You are viewing a plain text version of this content. The canonical link for it is here.
Posted to users@opennlp.apache.org by Carlos A <na...@gmail.com> on 2015/12/25 07:15:02 UTC

Sentences without punctuation

Hello all,

Is there any better way to separate sentences, that have NO punctuation,
with OpenNLP?

The sentence parser will not work in some cases.

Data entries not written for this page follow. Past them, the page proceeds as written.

PR #382, opened 2017-12-20
Added new link component

blackbaud-brandonhare:
I've created a new link component to circumvent the fragment issue. This is the only way to handle it in a consistent manner until Angular figures it out for the framework.


src/app/public/src/modules/link/link.component.html
```diff
@@ -0,0 +1 @@
+<a class="stache-link" (click)="navigate()"><ng-content></ng-content></a>
```
Blackbaud-BrandonJones: With this being an anchor link do we have to do anything with stopping event propagation from the default anchor link click behavior?

blackbaud-brandonhare: We don't do that anyway with nav links. But I can swap it to a div.

blackbaud-brandonhare: I used an anchor tag so I wouldn't have to recreate the styles.

blackbaud-brandonhare: https://github.com/blackbaud/stache2/blob/master/src/app/public/src/modules/nav/nav.component.ts#L35
https://github.com/blackbaud/stache2/blob/master/src/app/public/src/modules/nav/nav.component.html#L6

blackbaud-brandonhare: I think we're fine, especially since we don't have the href on there.

Blackbaud-BrandonJones: I definitely like the anchor link :) It was an actual question lol I don't know if there would be bubbling problems or not.

Blackbaud-BrandonJones: 👍

Blackbaud-BrandonJones:
I like this, care to set up a demo of it working on the app side?  an anchor link to a div with an id or something?

blackbaud-brandonhare:
@Blackbaud-BrandonJones Demo page added to test inter page nav. Also added a demo link on the main demos page so you can test jumps from other pages too.

Blackbaud-SteveBrush:
This works just fine. A few thoughts:

This would be better served as a directive, since it's really only adding functionality, and not a complex template/styles. The directive, `[stacheRouterLink]="route" [fragment]="frag"` could be added to an anchor (or action button, or anything, really), and we wouldn't have to worry about translating every possible attribute for the vanilla `<a>` tag (for example, as it stands, no one would be able to add their own attributes or aria roles: https://developer.mozilla.org/en-US/docs/Web/HTML/Element/a). For that to be possible, you'd have to create a 1-to-1 `@Input` for any attributes you wanted to support. With the directive route, you can simply add the `navigate()` method and be done with it.

Blackbaud-SteveBrush:
Related, for future enhancement to this directive: https://github.com/blackbaud/stache2/issues/396

src/app/public/src/modules/link/link.directive.ts
```diff
@@ -0,0 +1,24 @@
...
+  @Input()
+  public stacheRouterLink: string;
+
+  @Input()
+  public fragment: string;
+
+  constructor(private navService: StacheNavService) { }
+
+  @HostListener('click')
+  public navigate(): void {
```
Blackbaud-SteveBrush: Needs an `event.preventDefault();` so that normal anchor linking behavior will be ignored. To test, add `href="#"` to your demo page.

src/app/public/src/modules/link/link.directive.ts
```diff
@@ -0,0 +1,31 @@
...
+  @Input()
+  public fragment: string;
+
+  constructor(
+    private navService: StacheNavService,
+    private el: ElementRef,
+    private renderer: Renderer2
+  ) {
+    this.renderer.setStyle(this.el.nativeElement, 'cursor', 'pointer');
+   }
```
Blackbaud-SteveBrush: I think you have an extra space before the closing curly bracket, here.

src/app/public/src/modules/link/link.directive.ts
```diff
@@ -0,0 +1,31 @@
...
+
+  @HostListener('click', ['$event'])
+  public navigate(event: any): void {
```
Blackbaud-SteveBrush: Go ahead and throw in `MouseEvent` to improve the `event` intellisense.

src/app/public/src/modules/link/link.directive.ts
```diff
@@ -0,0 +1,31 @@
...
+    event.preventDefault();
+    this.navService.navigate({
+      path: this.stacheRouterLink,
+      fragment: this.fragment ? this.fragment : undefined
```
Blackbaud-SteveBrush: The logic on this line could simply be:
`fragment: this.fragment`

src/app/public/src/modules/link/link.directive.ts
blackbaud-brandonhare: Doh!

src/app/public/src/modules/link/link.directive.ts
blackbaud-brandonhare: 👍

src/app/public/src/modules/link/link.directive.ts
blackbaud-brandonhare: I think I was doing something different with this logic initially. Good catch, I'll remove it.

PR #397, opened 2018-01-25
Edit button markup adjustments

Blackbaud-SteveBrush:


src/app/public/src/modules/edit-button/edit-button.component.html
```diff
@@ -1,10 +1,6 @@
-<div class="stache-btn-edit">
-  <button
-    *ngIf="url"
-    type="button"
-    class="sky-btn sky-btn-link"
-    (click)="onEditButtonClick()"
-  >
-    <i class="fa fa-edit"></i> {{ editButtonText }}
-  </button>
+<div class="stache-edit-button" *ngIf="url">
```
Blackbaud-SteveBrush: Class name should mimic the component name.
If the `url` is not set, we should hide the wrapper too.

src/app/public/src/modules/edit-button/edit-button.component.html
```diff
@@ -1,10 +1,6 @@
...
+  <a class="stache-btn-edit" [href]="url">
```
Blackbaud-SteveBrush: Since the action is opening a URL, we should use an anchor, instead of a button.

src/app/public/src/modules/edit-button/edit-button.component.html
```diff
@@ -1,10 +1,6 @@
...
+    <i class="fa fa-edit" aria-hidden="true"></i>
```
Blackbaud-SteveBrush: Hide the icon from screen readers.

src/app/public/src/modules/edit-button/edit-button.component.ts
```diff
@@ -11,14 +10,14 @@ const _get = require('lodash.get');
 })
 export class StacheEditButtonComponent implements OnInit {
   public editButtonText: string;
+  public url: string;
```
Blackbaud-SteveBrush: This property should be public since we're accessing it in the template.

src/app/public/src/modules/edit-button/edit-button.component.ts
```diff
@@ -27,14 +26,10 @@ export class StacheEditButtonComponent implements OnInit {
...
 
-  public onEditButtonClick() {
-    this.navService.navigate({ path: this.url });
-  }
-
   private getUrl(): string {
     const base = _get(this.config, 'skyux.appSettings.stache.editButton.url');
     if (!base) {
-      return;
+      return '';
```
Blackbaud-SteveBrush: My example code failed to return the correct type (needs to be a string).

In other words, I would like to be able to separate phrases, do some sort
of Sentence Boundary Segmentation Disambiguation on text that are
transcripts which have no punctuation. And then, once sentences are
separated, add the punctuation with a period or a question mark if the
sentence starts as a question.

Something like using the chunker so that I can determine the sentences
based on their NP VP, NP VP NP, and so on.

Thank you.

C.

Re: Sentences without punctuation

Posted by James Kosin <ja...@gmail.com>.
Good luck.  Only issue I'd be worried about is that English sentence 
structure can be very complex and even with a well trained chunker (POS) 
parser, you may still end up with a large number of false positive 
sentences.

On 12/27/2015 1:27 PM, Carlos A wrote:
> Thank you James. I only work with English. I think that training is not the
> way to go, instead I am going through sentence structure which is much more
> intelligent than using some sort of statistical method.
>
> On Sat, Dec 26, 2015 at 9:00 PM, James Kosin <ja...@gmail.com> wrote:
>
>> Carlos,
>>
>> It is possible to train a sentence detector to separate sentences;
>> however, you will have to provide your own training set.  For the training
>> set you wouldn't have any punctuation and each sentence would be on a
>> separate line.
>> Be warned, you will need a lot of training data in this case due to the
>> absence of the punctuation.
>>
>> The harder part will be getting a model to add the proper punctuation.  In
>> English we have the keywords of:  How, When, Where, Who, What... to help
>> determine questions.  Other languages use other keys to denote questions,
>> statements, and expressions in a sentence.
>>
>> Hopefully, you don't have to work with English; because, most cases it
>> isn't easy to determine sentence boundaries based on the grammar or word
>> composition alone.  English is very bad about that.
>>
>> Good Luck, it sounds like you have an interesting problem.
>>
>> James Kosin
>>
>>
>> On 12/25/2015 1:15 AM, Carlos A wrote:
>>
>>> Hello all,
>>>
>>> Is there any better way to separate sentences, that have NO punctuation,
>>> with OpenNLP?
>>>
>>> The sentence parser will not work in some cases.
>>>
>>> In other words, I would like to be able to separate phrases, do some sort
>>> of Sentence Boundary Segmentation Disambiguation on text that are
>>> transcripts which have no punctuation. And then, once sentences are
>>> separated, add the punctuation with a period or a question mark if the
>>> sentence starts as a question.
>>>
>>> Something like using the chunker so that I can determine the sentences
>>> based on their NP VP, NP VP NP, and so on.
>>>
>>> Thank you.
>>>
>>> C.
>>>
>>>


Re: Sentences without punctuation

Posted by Carlos A <na...@gmail.com>.
Thank you James. I only work with English. I think that training is not the
way to go, instead I am going through sentence structure which is much more
intelligent than using some sort of statistical method.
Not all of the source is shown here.